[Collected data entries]
╔══
Issue #386, opened 2019-02-05
OAV (sway) should report an error if `discriminator` is not required


sergey-shandar:

mozehgir:
Should be valid for all cases other than some edge cases like Cognitive Services who want to allow missing discrimantors.

PR #439, opened 2019-07-08
Report error if 'discriminator' is not required

raych1:
Issue #386 OAV report error if the property for 'discriminator' is not a
requried property.


lib/validators/suppressions.ts
```diff
@@ -20,8 +21,36 @@ export const getSuppressions = async (specPath: string): Promise<undefined | amd
...
 }
+
+export function existSuppression(
+  specPath: string,
+  suppression: amd.Suppression,
+  id: string
+): boolean {
+  if (suppression.directive !== undefined) {
+    const suppressionArray = getSuppressionArray(specPath, suppression.directive)
+    for (const s of suppressionArray) {
```
sergey-shandar:
```ts
return it.some(suppressionArray, s => s.suppress === id)
```

raych1: Updated.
╚══
> **Requirement**
Tally the lines above that include "export", and reply with only the tally.

> **Your response**
2